Immunology Group, International Centre for Genetic Engineering and Biotechnology, Aruna Asaf Ali Marg, New Delhi 110067, India.
J Biol Chem. 2011 Nov 18;286(46):40307-19. doi: 10.1074/jbc.M111.266239. Epub 2011 Sep 27.
Global gene expression profiling has emerged as a major tool in understanding complex response patterns of biological systems to perturbations. However, a lack of unbiased analytical approaches has restricted the utility of complex microarray data to gain novel system level insights. Here we report a strategy, express path analysis (EPA), that helps to establish various pathways differentially recruited to achieve specific cellular responses under contrasting environmental conditions in an unbiased manner. The analysis superimposes differentially regulated genes between contrasting environments onto the network of functional protein associations followed by a series of iterative enrichments and network analysis. To test the utility of the approach, we infected THP1 macrophage cells with a virulent Mycobacterium tuberculosis strain (H37Rv) or the attenuated non-virulent strain H37Ra as contrasting perturbations and generated the temporal global expression profiles. EPA of the results provided details of response-specific and time-dependent host molecular network perturbations. Further analysis identified tyrosine kinase Src as the major regulatory hub discriminating the responses between wild-type and attenuated Mtb infection. We were then able to verify this novel role of Src experimentally and show that Src executes its role through regulating two vital antimicrobial processes of the host cells (i.e. autophagy and acidification of phagolysosome). These results bear significant potential for developing novel anti-tuberculosis therapy. We propose that EPA could prove extremely useful in understanding complex cellular responses for a variety of perturbations, including pathogenic infections.
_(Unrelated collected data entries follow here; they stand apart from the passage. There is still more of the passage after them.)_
PR #277, opened 2022-02-10
Feature/matrix multiplication

sikersten:

- add matrix multiplication along first two axes to arithmetic operations for audio classes
- enable the `@` operator accordingly


pyfar/classes/audio.py
```diff
@@ -1011,6 +1025,41 @@ def power(data: tuple, domain='freq'):
...
+    data : tuple of the form (data_1, data_2, ..., data_N)
+        Data to be multiplied. Can contain pyfar audio objects, array likes,
+        and scalars. Pyfar audio objects can not be mixed, e.g.,
+        :py:func:`TimeData` and :py:func:`FrequencyData` objects do not work
+        together. See
+        :py:mod:`arithmetic operations <pyfar._concepts.arithmetic_operations>`
+        for possible combinations of Signal FFT normalizations.
+    domain : ``'time'``, ``'freq'``, optional
+        Flag to indicate if the operation should be performed in the time or
+        frequency domain. If working in the frequency domain, the FFT
```
f-brinkmann, line 1047: Should we already change this to 'Frequency domain operations work on the raw spectrum' and also change this in the other docstrings?

pyfar/classes/audio.py
```diff
@@ -1011,6 +1025,41 @@ def power(data: tuple, domain='freq'):
     return _arithmetic(data, domain, _power)
 
 
+def matrix_multiplication(data: tuple, domain='freq'):
+    """Matrix multiplication along first two axes of pyfar audio objects
+    and array likes.
+
+    Pyfar audio objects are: :py:func:`Signal`, :py:func:`TimeData`, and
```
f-brinkmann, line 1032: Maybe add a hint on which function is used in the background (np.dot or np.matmul come to my mind).

f-brinkmann (changes requested):
I like the idea of having this but I'm unsure about the following: depending on the kind of matrix multiplication, the underlying `frequencies` and `times` could be changed. Lets assume our data (time or frequency) is of shape (10 channels, 256 times/bins). If we apply any non-square matrix to the right, what would we end up with?

f-brinkmann:
We discussed that multiplication should never alter the number of time/frequency bins and that the axis on which it operates should become a parameter (default first two axes) and that broadcasting to higher dimensional Audio objects should be possible.

pyfar/classes/audio.py
```diff
@@ -1011,6 +1025,41 @@ def power(data: tuple, domain='freq'):
     return _arithmetic(data, domain, _power)
 
 
+def matrix_multiplication(data: tuple, domain='freq'):
+    """Matrix multiplication along first two axes of pyfar audio objects
```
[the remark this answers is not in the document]
sikersten: Added axes parameter to specify

pyfar/classes/audio.py
```diff
@@ -1021,7 +1039,122 @@ def power(data: tuple, domain='freq'):
...
 
 
-def _arithmetic(data: tuple, domain: str, operation: Callable):
+def matrix_multiplication(
+        data: tuple, domain='freq', axes=[(-2, -1), (-2, -1), (-2, -1)]):
+    """Matrix multiplication of multidimensional pyfar audio objects and/or
+    array likes.
+
+    This function is based on ``numpy.matmul`` and only acts on the channels,
+    not on the frequency/time dimension. Pyfar audio objects are:
```
f-brinkmann, line 1048: I'm not sure if this makes it clear. Maybe make more clear that the number of samlpes/frequency bins always stays the same.

pyfar/classes/audio.py
```diff
@@ -1021,7 +1039,122 @@ def power(data: tuple, domain='freq'):
...
+    :py:func:`Signal`, :py:func:`TimeData`, and :py:func:`FrequencyData`.
+
+    Parameters
+    ----------
+    data : tuple of the form (data_1, data_2, ..., data_N)
+        Data to be multiplied. Can contain pyfar audio objects or array likes.
+        The data is `broadcasted
+        <https://numpy.org/doc/stable/user/basics.broadcasting.html>`_
+        to the data with the highest number of channel dimensions. Pyfar audio
```
f-brinkmann, line 1057: maybe explicitly mention that this means `len(data.cshape)` (or is it `prod(data.cshape)`)?

pyfar/classes/audio.py
```diff
@@ -1021,7 +1039,122 @@ def power(data: tuple, domain='freq'):
...
+        See notes and examples below.
+
+    Returns
+    -------
+    results : Signal, TimeData, FrequencyData, numpy array
+        Result of the operation as numpy array, if `data` contains only array
+        likes and numbers. Result as pyfar audio object if `data` contains an
+        audio object. The `fft_norm` is ``'none'`` if all FFT norms are
+        ``'none'``. Otherwise the first `fft_norm` that is not ``'none'`` is
+        used.
```
f-brinkmann, line 1086: Is this still intended, or should it use our new 'broadcasting' rules for FFT normalization?

pyfar/classes/audio.py
```diff
@@ -1021,7 +1039,122 @@ def power(data: tuple, domain='freq'):
...
+    - In case of more than two arguments in ``data``, ``axes`` refers to all
+      partial operations.
+    - If the ``cshape`` of the arguments in data is 2-D, the arguments are
+      multiplied like conventional matrices along the time/frequency dimension.
+    - If either ``cshape`` is N-D, N > 2, the channels are treated as a stack
+      of matrices residing in the last two indexes and broadcasted accordingly.
+    - If the first ``cshape`` is 1-D, it is promoted to a 2-D ``cshape`` by
+      prepending a 1 to its dimensions.
+    - If the second ``cshape`` is 1-D, it is promoted to a 2-D ``cshape`` by
+      appending a 1 to its dimensions.
```
f-brinkmann, line 1101: What is the idea behind this case dependent handling? I'm wondering if this would mess with (AB)C = A(BC). Should we maybe insist that shapes match right away and not do any prepending/appending?

pyfar/classes/audio.py
```diff
@@ -1021,7 +1039,122 @@ def power(data: tuple, domain='freq'):
...
+        A list of tuples with the indices of the channels the
+        multiplication should operate on. The signature is (i,j),(j,k)->(i,k),
+        so the base elements of the multiplication are two-dimensional
+        matrices along the time/frequency dimension taken to be stored in the
+        indicated channels of the result. Negative values in ``axes`` refer to
+        ``cshape``, as the frequency/time axis is excluded. For instance, to
+        multiply matrices residing (stacked) in the last two channel
+        dimensions to be stored in the last two channel dimensions, this is
+        indicated by ``[(-2, -1), (-2, -1), (-2, -1)]``, which is the default.
+        See notes and examples below.
```
f-brinkmann, line 1077: This was not clear upon first reading to me. Should we make more clear that the first tuple gives the axes (defines the matrix) for the first input, the second axes do the same for the second input and the third define in what axes the result is saved?

pyfar/classes/audio.py
```diff
@@ -1021,7 +1039,122 @@ def power(data: tuple, domain='freq'):
...
+        objects can not be mixed, e.g., :py:func:`TimeData` and
+        :py:func:`FrequencyData` objects do not work together. See
+        :py:mod:`arithmetic operations <pyfar._concepts.arithmetic_operations>`
+        for possible combinations of Signal FFT normalizations.
+    domain : ``'time'``, ``'freq'``, optional
+        Flag to indicate if the operation should be performed in the time or
+        frequency domain. If working in the frequency domain, the FFT
+        normalization is removed before the operation (See
+        :py:func:`~pyfar.dsp.fft.normalization`). The default is ``'freq'``.
+    axes : list of 3 tuples
```
f-brinkmann, line 1067: What happens the input `data` contains more than two arrays/audio objects? Wouldn't this have list of `len(data)+1` tuples in this case?

pyfar/classes/audio.py
```diff
@@ -357,6 +359,14 @@ def __pow__(self, data):
     def __rpow__(self, data):
         return power((data, self), 'time')
 
+    def __matmul__(self, data):
+        return matrix_multiplication(
+            (self, data), 'time', axes=[(-2, -1), (-2, -1), (-2, -1)])
```
f-brinkmann, line 364: We would not have to specify `axes` here (and below), since we are using the default. We could of course if we want to be explicit.

f-brinkmann (changes requested):
Thanks for the effort. I marked a few possible improvements for the documentation and a few things to discuss. The code looks fine to me otherwise.

pyfar/classes/audio.py
sikersten: This is in line with the docstrings of the other arithmetic operations. What do you refer to?

pyfar/classes/audio.py
sikersten: Basically, it refers to the fact that - depending on the position of the signal in operation - a 1-D signal is either extended in the "row" or "column" channel dimension for the matrix multiplication before broadcasting. I'm not sure if this answers your question?

I would prefer allowing signals with a 1-D cshape. But we can also refer the ``reshape``, if we want to restrict.

pyfar/classes/audio.py
f-brinkmann: I was thinking about this: https://pyfar.readthedocs.io/en/latest/concepts/pyfar.arithmetic_operations.html. For example, we do not allow two signals with norms 'amplitude' and 'power' to be multiplied. Are the docstrings of the arithmetic functions outdated?

f-brinkmann: Fix according to #320

pyfar/classes/audio.py
sikersten: Mentioned it in issue #320. I'd suggest to solve in a separate PR for all arithmetic operations.

pyfar/classes/audio.py
mberz: I think the numpy default handling is very reasonable in this case.

f-brinkmann (approved):

pyfar/classes/audio.py
```diff
@@ -1301,6 +1492,36 @@ def _power(a, b):
...
+
+    # adjust axes according to time/frequency dimension
+
+    #  handle first input
+    if dtypes[0] in (Signal, TimeData, FrequencyData):
+        a = np.expand_dims(a, 0) if a.ndim == 2 else a
+        axes[0] = tuple([ax-1 if ax < 0 else ax for ax in axes[0]])
+    elif a.ndim < b.ndim:
+        a = np.expand_dims(a, -1)
+        axes[0] = tuple([ax-1 if ax < 0 else ax for ax in axes[0]])
```
f-brinkmann, line 1508: Is this required? An axis is already appended in `_get_arithmetic_data` (line 1466) if the input is an array and any input is a pyfar audio object. If all inputs are are arry likes, we probably shouldn't do any processing.

If it is not required, could the function could be simplified?
```python
#  handle first input
    if dtypes[0] in (Signal, TimeData, FrequencyData):
        a = np.expand_dims(a, 0) if a.ndim == 2 else a

    # handle second input
    if dtypes[1] in (Signal, TimeData, FrequencyData):
        b = np.expand_dims(b, 1) if b.ndim == 2 else b

    # adjust axis for output if output is a pyfar audio object
    if any(dt in (Signal, TimeData, FrequencyData) for dt in dtypes):
        axes[0] = tuple([ax-1 if ax < 0 else ax for ax in axes[0]])
        axes[1] = tuple([ax-1 if ax < 0 else ax for ax in axes[1]])
        axes[2] = tuple([ax-1 if ax < 0 else ax for ax in axes[2]])
```

f-brinkmann (commented):
I did to small commits for comments and code structure and have one question.

pyfar/classes/audio.py
sikersten: Thanks for noting the appending in ``_get_arithmetic_data``. It was possible to simplify the code by using the ``audio_type`` variable in ``_get_arithmetic_data`` and ``_matrix_multiplication``.

mberz (approved):

Issue #279, opened 2022-02-18
Rename xscale parameter in spectrum plots


sikersten:
## General

* pyfar version: 0.3.0

## Description

For plots including a frequency axis (line plots and 2d plots) the `xscale` parameter can be `'lin'` or `'log'`. It makes sense to rename it to `freq_scale` to be consistent between line and 2d plots (where the frequency can be on the y-axis).
This is planned to be done after #198 is merged.

PR #282, opened 2022-02-25
freq_scale parameter for 2D plots

sikersten:
 I'd suggest to already change to frequency axis parameter from `xscale` to `freq_scale` for the 2D plots before introducing them in develop.
Note: in this PR, only the top level functions (the user interface) is modified.  Changing all `xscale` parameters in the background (e.g., for interaction) can be done together with the line plots in the future, see #279.


al-de (approved):
looks good to me, thanks.

PR #283, opened 2022-02-25
Deprecate xscale parameter from all plots

### LINKED ISSUE #279: Rename xscale parameter in spectrum plots

f-brinkmann:

Closes #279 

- remove `xscale` parameter in favor or `freq_scale`
- add deprecation warnings


f-brinkmann (commented):
Looks good to me - thanks for the effort. I only wonder if we want to deprecate in 0.6.0 or 0.7.0? I think up to now we waited two minor versions which would be 0.6.0

sikersten:
Thanks, yes you are right, changed that!

sikersten (approved):

al-de (approved):
Looks good to me, thanks.

PR #300, opened 2022-04-07
Switch to CircleCI

mberz:
Use CircleCI instead of TravisCI

CircleCI has a favorable model of auto-replenishing open source credits on a monthly basis

- Add the respective config file
- Cleanup of pytest configs
- CircleCI does not work directly with tox, but with pytest
- Remove the Travis config file


f-brinkmann (approved):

全球基因表达谱分析已成为理解生物系统对干扰的复杂反应模式的主要工具。然而,缺乏无偏分析方法限制了复杂微阵列数据在获得新的系统水平见解方面的应用。在这里,我们报告了一种策略,表达路径分析(EPA),该策略有助于以无偏的方式建立各种途径,以实现特定的细胞反应,从而获得各种途径。该分析将对比环境下差异调节的基因叠加到功能蛋白关联网络上,然后进行一系列迭代富集和网络分析。为了测试该方法的实用性,我们用一种毒力结核分枝杆菌(H37Rv)或减毒非毒力株 H37Ra 感染 THP1 巨噬细胞作为对比干扰,并生成了时间上的全局表达谱。EPA 对结果的分析提供了宿主分子网络对特定反应和时间依赖性干扰的详细信息。进一步的分析确定酪氨酸激酶Src 是区分野生型和减毒 Mtb 感染反应的主要调节枢纽。然后,我们能够通过实验验证 Src 的这一新颖作用,并表明 Src 通过调节宿主细胞的两个重要抗菌过程(即自噬和吞噬溶酶体酸化)来执行其作用。这些结果为开发新型抗结核疗法提供了重要的潜力。我们提出,EPA 可以证明在理解各种干扰(包括致病性感染)的复杂细胞反应方面非常有用。